── Dataset records ──
PR #2177, opened 2026-06-25
ci: generate the test matrix with @vlsi/github-actions-random-matrix

vlsi:
## Why

The CI test matrix was built from a vendored copy of `matrix_builder.js` plus the tegonal-commons `matrix_commons.js` helper. The random-matrix logic had to be kept in sync by hand, and the matrix was assembled with several `generateRow()` calls whose order determined the final job count. The upstream project now ships the same logic as the npm package `@vlsi/github-actions-random-matrix`, which also added a `generateRows(maxRows, {require})` API that builds the whole matrix in one call.

## What

- Add `.github/workflows/package.json` and `package-lock.json` pinning `@vlsi/github-actions-random-matrix@2.1.0`.
- Add `.github/workflows/matrix.mjs`: a self-contained ESM script that defines the `java_distribution`, `java_version`, and `os` axes, the existing exclusions (`graalvm` + Java 11/17, `dragonwell` + macOS), and builds the matrix in a single `generateRows(Number(process.env.MATRIX_JOBS || 4), {require: [...]})` call. The `require` list keeps the previous guarantees: a row each for the oldest and newest Java version and for one Linux and one Windows job. The remaining `MATRIX_JOBS` budget goes to pairwise coverage, so the job count is now exactly `MATRIX_JOBS` regardless of the requirement order. It uses a seeded RNG (`createGitHubMatrixBuilder`), so a build can be reproduced from the seed printed in the step summary.
- Update `quality-assurance.yml` to run `npm ci --prefix .github/workflows` and `node .github/workflows/matrix.mjs` (the runner's preinstalled Node is enough; no `setup-node` step needed).
- Remove `matrix.js`, `matrix_builder.js` (replaced by the package), and `matrix_commons.js` (no longer used).
- Drop the `matrix_commons.js` entry from `.gt/remotes/tegonal-gh-commons/pulled.tsv`. It was the only file vendored from that remote; without this, a future `gt update` would restore a file that references the removed `matrix_builder.js`. The remote registration itself is left in place.

Java 25 is still held back (it needs Gradle 9.x, which drops Java 11); the explanatory comment moved into `matrix.mjs`.

## How to verify

```
npm ci --prefix .github/workflows
node .github/workflows/matrix.mjs            # default: 4 jobs
MATRIX_JOBS=6 node .github/workflows/matrix.mjs   # 6 jobs
```

Each generated row carries `java_version`, `java_distribution`, and `os`, matching what the `build-and-test` job consumes. Across 200 seeds the output had no exclusion violations and no missing requirement (oldest/newest Java, ubuntu, windows).


.github/workflows/quality-assurance.yml
```diff
@@ -15,7 +15,9 @@ jobs:
 
       - name: Generate matrix
         id: set-matrix
-        run: node .github/workflows/matrix.js
+        run: |
+          npm ci --prefix .github/workflows
```
robstoll, line 19: @vlsi I am a bit confused, vlsi/github-actions-random-matrix isn't a proper gh action or did the llm just make things up?

vlsi: I haven't considered creating an action for it.
The current state is that I published `matrix-builder` to npmjs so I could reuse the same matrix-builder code across multiple projects.
It is a typical npm library, so the usage is that you fetch the library with npm ci as per `project.json`.

Frankly, I'm not sure what would be the benefits of creating an action to factor this step.

Having package.json in git enables humans and agents to test the matrix locally.

Does that clarify?

robstoll: Thanks for this bump, I'll update tegonal/github-commons first and then it will update here more or less automatically. Hence closing this PR once this is done (keep it open right now as a reminder for me)

PR #123, opened 2016-12-02
Now dokka-fatjar complete isolated from poisonous Gradle environment

semoro:


runners/gradle-plugin/src/main/kotlin/main.kt
```diff
@@ -83,17 +120,38 @@ open class DokkaTask : DefaultTask() {
...
+                outputFormat,
+                false,
+                false,
+                false,
+                false,
+                6,
+                true,
+                linkMappings.map {
+                    val path = project.file(it.dir).absolutePath
+                    return@map "$path=${it.url}${it.suffix}"
```
yole: "return@map" is redundant here

runners/gradle-plugin/src/main/kotlin/main.kt
```diff
@@ -8,22 +8,38 @@ import org.gradle.api.file.FileCollection
...
+import java.net.URLClassLoader
 import java.util.*
+import java.util.function.Predicate
 
 open class DokkaPlugin : Plugin<Project> {
+
+    val properties = Properties()
+
+    init {
+        properties.load(javaClass.getResourceAsStream("/META-INF/gradle-plugins/org.jetbrains.dokka.properties"))
```
yole: Why "plugins"?

integration/src/main/kotlin/org/jetbrains/dokka/ProxyUtils.kt
```diff
@@ -0,0 +1,76 @@
...
+ * Warning! Hard reflection magic used here.
+ *
+ * Creates [java.lang.reflect.Proxy] with pass through invocation algorithm,
+ * to create access proxy for [delegate] from [targetClassLoader] to [delegateClassLoader].
+ *
+ * Every object type contained in method calls will be translated to proxy, if [filter.test] will success for it's class
+ *
+ */
+@Suppress("UNCHECKED_CAST")
+fun <T> automagicTypedProxy(targetClassLoader: ClassLoader, targetType: Class<T>,
```
yole: `<reified T>` and remove explicit targetType parameter?

Issue #85, opened 2016-07-07
Missing class: DocErrorReporter


norswap:
On the command line, running `java -jar dokka-fatjar.jar src -java` requires the class `com.sun.javadoc.DocErrorReporter` (and maybe others).

The fix, include `tools.jar` on the classpath, which makes the correct command (note `-jar` is incompatible with `-cp`):

```
java -cp $JAVA_HOME/lib/tools.jar:dokka-fatjar.jar org.jetbrains.dokka.MainKt src -java
```

This should probably be documented in the README.

This relates to #58, which you might wish to revisit that one as well, because on my machine (OS X El Capitan with jdk 1.8.0_92 (also confirmed on 1.8.0_51 -- I'm suspecting jdk 8 in general)), `classes.jar` doesn't exist, and `tools.jar` is not `$JAVA_HOME/../lib/tools.jar` but `$JAVA_HOME/lib/tools.jar` (with `JAVA_HOME = /usr/libexec/java_home`).

AlmasB:
Can confirm the issue is present with dokka-maven-plugin 0.9.10 with goal set to `javadocJar` (windows 10x64, jdk 1.8.0_112).

Issue #58, opened 2016-02-26
maven plugin 0.9.7 results in ClassNotFoundException: com/sun/javadoc/DocErrorReporter


AlmasB:
Steps to reproduce: change outputFormat to javadoc in maven plugin 0.9.7.

Then
```maven
 mvn pre-site
```
            <plugin>
                <groupId>org.jetbrains.dokka</groupId>
                <artifactId>dokka-maven-plugin</artifactId>
                <version>0.9.7</version>
                <executions>
                    <execution>
                        <phase>pre-site</phase>
                        <goals>
                            <goal>dokka</goal>
                        </goals>
                        <configuration>
                            <outputFormat>javadoc</outputFormat>
                        </configuration>
                    </execution>
                </executions>
            </plugin>

Manual addition of $JAVA_HOME/lib/tools.jar to classpath fixes it, so I'm assuming the dependency was not in fatjar for some reason.

cy6erGn0m:
I used to think tools.jar is in the classpath for jdk.. Perhaps we can add system dependency as well to avoid issue

cy6erGn0m:
Perhaps we can do http://stackoverflow.com/a/3080695

AlmasB:
Yeah, should do the trick

yole:
Fixed in 62cd24119a46770a533013c262a324d59110a966

PR #125, opened 2016-12-07
tools.jar

semoro:
Fix for #58 Regression, and for #85

### DIFF
--- a/runners/cli/src/main/kotlin/cli/main.kt
+++ b/runners/cli/src/main/kotlin/cli/main.kt
@@ -102,22 +102,32 @@ object MainKt {
     }
 
     fun createClassLoaderWithTools(): ClassLoader {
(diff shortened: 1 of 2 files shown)


runners/cli/src/main/kotlin/cli/main.kt
```diff
@@ -45,41 +46,90 @@ class DokkaArguments {
...
+                documentationOptions)
+
+        generator.generate()
+        DokkaConsoleLogger.report()
+    }
+
+    fun findToolsJar(): File {
+        val javaHome = System.getProperty("java.home")
+        val default = File(javaHome, "../lib/tools.jar")
+        val mac = File(javaHome, "../Classes/classes.jar")
```
yole: Is this actually needed? I think this is the same jar where all the rest of JRE classes are located, so if it's not on the classpath, we won't get to this point.

PR #149, opened 2017-03-30
Add a line between table rows

deanveloper:
Table rows are kinda hard to read as there is nothing separating table rows. This is a nice simple solution which separates table rows by a grey line. Here's what it looks like: https://kbukkit.deanveloper.com/kotlin/-k-bukkit/index.html


MarcinAman:
Hi,
since this PR was created dokka has been rewritten. In the new HTML format table rows have spacing between

PR #152, opened 2017-04-28
Fix missing whitespace around links and tokens in Markdown formatted text

alex2069:
When a link or non-text token (e.g. comma) is inside an emphasis, strong, or header node, the whitespace surrounding the link (or following the non-text token) is dropped.
This PR fixes this and adds tests.

Of note - a previous test `markdownInLinks` changed as a result of this.
Was there a reason the spaces surrounding "kas" were being dropped? This seemed like a related bug, thus the expected markdownInLinks.html file was adjusted.


semoro:
Thanks for your contribution! :slightly_smiling_face:

PR #154, opened 2017-05-02
Fix dokka-android plugin with Android Gradle 2.4.0 build tools

alex2069:
The 2.4.0 build tools delay variant dependency analysis until needed,
thus we do the same; delay processing variant configurations until
Dokka task execution.

Changes also tested on Android Gradle 2.2.0 and 2.3.0.


semoro:
Merged manually. 

PR #162, opened 2017-05-22
Sort package-list output

alex2069:
If left unsorted, then package list can change each time even though no packages were changed.


semoro:
Thank you for the contribution a lot! :slightly_smiling_face:

PR #175, opened 2017-06-21
Fix link in the last breadcrumbs item

nd:


semoro:
Generated links seems incorrect, 
image

Maybe `href = '#top'` would be better?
───
*The problem*: Go through the data above and return each line containing the string "changed".

*Answer*:
Of note - a previous test `markdownInLinks` changed as a result of this.
If left unsorted, then package list can change each time even though no packages were changed.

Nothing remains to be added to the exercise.